═══ MATERIALS PROVIDED

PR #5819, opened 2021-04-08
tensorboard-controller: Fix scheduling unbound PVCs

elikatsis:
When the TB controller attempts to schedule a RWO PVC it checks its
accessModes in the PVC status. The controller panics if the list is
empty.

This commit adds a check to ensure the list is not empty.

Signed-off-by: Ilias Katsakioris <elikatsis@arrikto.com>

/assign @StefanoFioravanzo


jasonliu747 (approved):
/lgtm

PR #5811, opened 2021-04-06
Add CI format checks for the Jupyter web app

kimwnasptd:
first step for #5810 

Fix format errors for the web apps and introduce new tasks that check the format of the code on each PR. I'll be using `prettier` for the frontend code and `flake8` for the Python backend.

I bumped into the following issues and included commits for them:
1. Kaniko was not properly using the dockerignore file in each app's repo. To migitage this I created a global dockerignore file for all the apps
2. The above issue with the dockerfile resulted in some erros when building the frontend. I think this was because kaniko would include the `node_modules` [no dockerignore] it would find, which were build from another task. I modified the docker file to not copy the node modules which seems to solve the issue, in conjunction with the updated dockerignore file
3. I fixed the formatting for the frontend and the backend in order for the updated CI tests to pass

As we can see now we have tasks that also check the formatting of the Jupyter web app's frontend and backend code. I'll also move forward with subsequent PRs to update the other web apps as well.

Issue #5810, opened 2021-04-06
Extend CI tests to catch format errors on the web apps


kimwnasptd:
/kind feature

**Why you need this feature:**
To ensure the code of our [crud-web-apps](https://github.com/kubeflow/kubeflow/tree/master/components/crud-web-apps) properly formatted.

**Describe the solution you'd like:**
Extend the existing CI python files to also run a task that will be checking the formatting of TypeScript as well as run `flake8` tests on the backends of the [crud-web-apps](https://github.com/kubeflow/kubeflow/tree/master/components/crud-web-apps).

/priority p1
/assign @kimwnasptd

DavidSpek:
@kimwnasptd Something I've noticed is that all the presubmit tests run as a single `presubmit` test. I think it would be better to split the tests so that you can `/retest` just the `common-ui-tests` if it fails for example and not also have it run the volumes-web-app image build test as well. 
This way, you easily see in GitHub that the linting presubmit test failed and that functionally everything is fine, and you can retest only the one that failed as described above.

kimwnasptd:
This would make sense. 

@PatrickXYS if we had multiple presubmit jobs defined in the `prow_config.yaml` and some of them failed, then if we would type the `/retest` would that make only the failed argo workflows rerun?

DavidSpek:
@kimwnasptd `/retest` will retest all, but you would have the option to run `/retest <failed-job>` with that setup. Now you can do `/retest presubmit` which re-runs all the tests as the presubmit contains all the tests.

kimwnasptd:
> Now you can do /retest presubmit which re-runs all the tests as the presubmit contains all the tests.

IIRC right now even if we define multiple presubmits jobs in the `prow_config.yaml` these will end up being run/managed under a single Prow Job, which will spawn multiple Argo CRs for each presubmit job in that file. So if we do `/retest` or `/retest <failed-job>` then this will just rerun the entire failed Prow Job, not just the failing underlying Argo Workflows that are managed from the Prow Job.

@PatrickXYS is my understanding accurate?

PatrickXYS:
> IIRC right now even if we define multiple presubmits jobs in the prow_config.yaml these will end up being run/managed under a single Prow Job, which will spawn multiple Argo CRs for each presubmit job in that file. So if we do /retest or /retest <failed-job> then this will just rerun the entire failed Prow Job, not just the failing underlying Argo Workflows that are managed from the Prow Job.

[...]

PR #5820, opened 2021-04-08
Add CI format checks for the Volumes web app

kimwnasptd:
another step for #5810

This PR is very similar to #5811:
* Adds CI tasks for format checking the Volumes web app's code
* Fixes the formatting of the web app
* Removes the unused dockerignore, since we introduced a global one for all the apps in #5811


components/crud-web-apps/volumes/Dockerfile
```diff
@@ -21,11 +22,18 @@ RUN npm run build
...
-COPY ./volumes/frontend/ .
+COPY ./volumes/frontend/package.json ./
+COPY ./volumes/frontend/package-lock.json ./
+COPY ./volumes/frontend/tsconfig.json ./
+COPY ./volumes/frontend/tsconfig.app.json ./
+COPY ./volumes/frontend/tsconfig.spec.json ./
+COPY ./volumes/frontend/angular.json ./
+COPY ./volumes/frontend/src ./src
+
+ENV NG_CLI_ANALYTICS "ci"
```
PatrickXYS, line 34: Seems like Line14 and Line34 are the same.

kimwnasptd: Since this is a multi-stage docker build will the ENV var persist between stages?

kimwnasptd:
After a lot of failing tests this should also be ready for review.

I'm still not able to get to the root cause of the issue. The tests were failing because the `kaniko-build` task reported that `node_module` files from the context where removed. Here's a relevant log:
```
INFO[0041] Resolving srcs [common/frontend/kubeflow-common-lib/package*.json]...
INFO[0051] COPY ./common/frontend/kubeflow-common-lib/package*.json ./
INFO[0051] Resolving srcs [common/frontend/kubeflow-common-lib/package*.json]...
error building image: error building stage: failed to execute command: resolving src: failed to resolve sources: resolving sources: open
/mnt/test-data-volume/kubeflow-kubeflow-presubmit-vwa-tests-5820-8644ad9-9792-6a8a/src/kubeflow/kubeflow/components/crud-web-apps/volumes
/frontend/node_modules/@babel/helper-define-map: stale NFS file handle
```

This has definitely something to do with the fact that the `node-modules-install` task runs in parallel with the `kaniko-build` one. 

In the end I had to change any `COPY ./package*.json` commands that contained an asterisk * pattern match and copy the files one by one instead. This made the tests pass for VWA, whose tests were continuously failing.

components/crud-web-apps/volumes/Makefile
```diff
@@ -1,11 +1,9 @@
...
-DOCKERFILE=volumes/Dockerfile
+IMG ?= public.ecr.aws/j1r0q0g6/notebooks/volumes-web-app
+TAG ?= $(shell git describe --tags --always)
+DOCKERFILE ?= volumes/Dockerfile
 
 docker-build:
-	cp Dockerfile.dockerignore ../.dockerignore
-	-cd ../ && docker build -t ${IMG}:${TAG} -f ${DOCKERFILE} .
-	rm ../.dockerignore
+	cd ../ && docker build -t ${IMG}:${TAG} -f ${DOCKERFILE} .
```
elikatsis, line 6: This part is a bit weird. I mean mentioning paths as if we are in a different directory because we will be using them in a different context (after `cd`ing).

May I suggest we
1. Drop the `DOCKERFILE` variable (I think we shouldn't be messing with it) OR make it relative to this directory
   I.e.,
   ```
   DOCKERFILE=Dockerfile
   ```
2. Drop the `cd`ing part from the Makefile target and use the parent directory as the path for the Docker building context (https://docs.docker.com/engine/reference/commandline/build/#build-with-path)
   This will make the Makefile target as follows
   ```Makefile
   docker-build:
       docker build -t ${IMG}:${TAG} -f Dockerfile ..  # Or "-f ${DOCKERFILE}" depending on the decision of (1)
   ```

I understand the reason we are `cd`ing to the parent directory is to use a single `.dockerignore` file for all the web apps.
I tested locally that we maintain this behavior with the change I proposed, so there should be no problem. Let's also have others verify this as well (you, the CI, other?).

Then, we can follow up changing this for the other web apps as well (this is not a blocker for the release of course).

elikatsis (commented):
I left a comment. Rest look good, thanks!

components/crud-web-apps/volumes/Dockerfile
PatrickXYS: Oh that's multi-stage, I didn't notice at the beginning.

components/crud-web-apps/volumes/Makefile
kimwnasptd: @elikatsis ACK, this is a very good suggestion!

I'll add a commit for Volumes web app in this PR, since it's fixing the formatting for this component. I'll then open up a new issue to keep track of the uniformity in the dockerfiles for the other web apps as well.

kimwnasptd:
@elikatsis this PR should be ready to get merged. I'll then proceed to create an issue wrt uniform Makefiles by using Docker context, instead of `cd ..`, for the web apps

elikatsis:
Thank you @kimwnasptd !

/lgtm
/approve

══════

▸ **HOW TO COMPLETE THIS TASK**:
Give back the whole listing exactly.

▸ **OUTPUT FOR THIS TASK**:
PR #5819, opened 2021-04-08
tensorboard-controller: Fix scheduling unbound PVCs

elikatsis:
When the TB controller attempts to schedule a RWO PVC it checks its
accessModes in the PVC status. The controller panics if the list is
empty.

This commit adds a check to ensure the list is not empty.

Signed-off-by: Ilias Katsakioris <elikatsis@arrikto.com>

/assign @StefanoFioravanzo


jasonliu747 (approved):
/lgtm

PR #5811, opened 2021-04-06
Add CI format checks for the Jupyter web app

kimwnasptd:
first step for #5810 

Fix format errors for the web apps and introduce new tasks that check the format of the code on each PR. I'll be using `prettier` for the frontend code and `flake8` for the Python backend.

I bumped into the following issues and included commits for them:
1. Kaniko was not properly using the dockerignore file in each app's repo. To migitage this I created a global dockerignore file for all the apps
2. The above issue with the dockerfile resulted in some erros when building the frontend. I think this was because kaniko would include the `node_modules` [no dockerignore] it would find, which were build from another task. I modified the docker file to not copy the node modules which seems to solve the issue, in conjunction with the updated dockerignore file
3. I fixed the formatting for the frontend and the backend in order for the updated CI tests to pass

As we can see now we have tasks that also check the formatting of the Jupyter web app's frontend and backend code. I'll also move forward with subsequent PRs to update the other web apps as well.

Issue #5810, opened 2021-04-06
Extend CI tests to catch format errors on the web apps


kimwnasptd:
/kind feature

**Why you need this feature:**
To ensure the code of our [crud-web-apps](https://github.com/kubeflow/kubeflow/tree/master/components/crud-web-apps) properly formatted.

**Describe the solution you'd like:**
Extend the existing CI python files to also run a task that will be checking the formatting of TypeScript as well as run `flake8` tests on the backends of the [crud-web-apps](https://github.com/kubeflow/kubeflow/tree/master/components/crud-web-apps).

/priority p1
/assign @kimwnasptd

DavidSpek:
@kimwnasptd Something I've noticed is that all the presubmit tests run as a single `presubmit` test. I think it would be better to split the tests so that you can `/retest` just the `common-ui-tests` if it fails for example and not also have it run the volumes-web-app image build test as well. 
This way, you easily see in GitHub that the linting presubmit test failed and that functionally everything is fine, and you can retest only the one that failed as described above.

kimwnasptd:
This would make sense. 

@PatrickXYS if we had multiple presubmit jobs defined in the `prow_config.yaml` and some of them failed, then if we would type the `/retest` would that make only the failed argo workflows rerun?

DavidSpek:
@kimwnasptd `/retest` will retest all, but you would have the option to run `/retest <failed-job>` with that setup. Now you can do `/retest presubmit` which re-runs all the tests as the presubmit contains all the tests.

kimwnasptd:
> Now you can do /retest presubmit which re-runs all the tests as the presubmit contains all the tests.

IIRC right now even if we define multiple presubmits jobs in the `prow_config.yaml` these will end up being run/managed under a single Prow Job, which will spawn multiple Argo CRs for each presubmit job in that file. So if we do `/retest` or `/retest <failed-job>` then this will just rerun the entire failed Prow Job, not just the failing underlying Argo Workflows that are managed from the Prow Job.

@PatrickXYS is my understanding accurate?

PatrickXYS:
> IIRC right now even if we define multiple presubmits jobs in the prow_config.yaml these will end up being run/managed under a single Prow Job, which will spawn multiple Argo CRs for each presubmit job in that file. So if we do /retest or /retest <failed-job> then this will just rerun the entire failed Prow Job, not just the failing underlying Argo Workflows that are managed from the Prow Job.

[...]

PR #5820, opened 2021-04-08
Add CI format checks for the Volumes web app

kimwnasptd:
another step for #5810

This PR is very similar to #5811:
* Adds CI tasks for format checking the Volumes web app's code
* Fixes the formatting of the web app
* Removes the unused dockerignore, since we introduced a global one for all the apps in #5811


components/crud-web-apps/volumes/Dockerfile
```diff
@@ -21,11 +22,18 @@ RUN npm run build
...
-COPY ./volumes/frontend/ .
+COPY ./volumes/frontend/package.json ./
+COPY ./volumes/frontend/package-lock.json ./
+COPY ./volumes/frontend/tsconfig.json ./
+COPY ./volumes/frontend/tsconfig.app.json ./
+COPY ./volumes/frontend/tsconfig.spec.json ./
+COPY ./volumes/frontend/angular.json ./
+COPY ./volumes/frontend/src ./src
+
+ENV NG_CLI_ANALYTICS "ci"
```
PatrickXYS, line 34: Seems like Line14 and Line34 are the same.

kimwnasptd: Since this is a multi-stage docker build will the ENV var persist between stages?

kimwnasptd:
After a lot of failing tests this should also be ready for review.

I'm still not able to get to the root cause of the issue. The tests were failing because the `kaniko-build` task reported that `node_module` files from the context where removed. Here's a relevant log:
```
INFO[0041] Resolving srcs [common/frontend/kubeflow-common-lib/package*.json]...
INFO[0051] COPY ./common/frontend/kubeflow-common-lib/package*.json ./
INFO[0051] Resolving srcs [common/frontend/kubeflow-common-lib/package*.json]...
error building image: error building stage: failed to execute command: resolving src: failed to resolve sources: resolving sources: open
/mnt/test-data-volume/kubeflow-kubeflow-presubmit-vwa-tests-5820-8644ad9-9792-6a8a/src/kubeflow/kubeflow/components/crud-web-apps/volumes
/frontend/node_modules/@babel/helper-define-map: stale NFS file handle
```

This has definitely something to do with the fact that the `node-modules-install` task runs in parallel with the `kaniko-build` one. 

In the end I had to change any `COPY ./package*.json` commands that contained an asterisk * pattern match and copy the files one by one instead. This made the tests pass for VWA, whose tests were continuously failing.

components/crud-web-apps/volumes/Makefile
```diff
@@ -1,11 +1,9 @@
...
-DOCKERFILE=volumes/Dockerfile
+IMG ?= public.ecr.aws/j1r0q0g6/notebooks/volumes-web-app
+TAG ?= $(shell git describe --tags --always)
+DOCKERFILE ?= volumes/Dockerfile
 
 docker-build:
-	cp Dockerfile.dockerignore ../.dockerignore
-	-cd ../ && docker build -t ${IMG}:${TAG} -f ${DOCKERFILE} .
-	rm ../.dockerignore
+	cd ../ && docker build -t ${IMG}:${TAG} -f ${DOCKERFILE} .
```
elikatsis, line 6: This part is a bit weird. I mean mentioning paths as if we are in a different directory because we will be using them in a different context (after `cd`ing).

May I suggest we
1. Drop the `DOCKERFILE` variable (I think we shouldn't be messing with it) OR make it relative to this directory
   I.e.,
   ```
   DOCKERFILE=Dockerfile
   ```
2. Drop the `cd`ing part from the Makefile target and use the parent directory as the path for the Docker building context (https://docs.docker.com/engine/reference/commandline/build/#build-with-path)
   This will make the Makefile target as follows
   ```Makefile
   docker-build:
       docker build -t ${IMG}:${TAG} -f Dockerfile ..  # Or "-f ${DOCKERFILE}" depending on the decision of (1)
   ```

I understand the reason we are `cd`ing to the parent directory is to use a single `.dockerignore` file for all the web apps.
I tested locally that we maintain this behavior with the change I proposed, so there should be no problem. Let's also have others verify this as well (you, the CI, other?).

Then, we can follow up changing this for the other web apps as well (this is not a blocker for the release of course).

elikatsis (commented):
I left a comment. Rest look good, thanks!

components/crud-web-apps/volumes/Dockerfile
PatrickXYS: Oh that's multi-stage, I didn't notice at the beginning.

components/crud-web-apps/volumes/Makefile
kimwnasptd: @elikatsis ACK, this is a very good suggestion!

I'll add a commit for Volumes web app in this PR, since it's fixing the formatting for this component. I'll then open up a new issue to keep track of the uniformity in the dockerfiles for the other web apps as well.

kimwnasptd:
@elikatsis this PR should be ready to get merged. I'll then proceed to create an issue wrt uniform Makefiles by using Docker context, instead of `cd ..`, for the web apps

elikatsis:
Thank you @kimwnasptd !

/lgtm
/approve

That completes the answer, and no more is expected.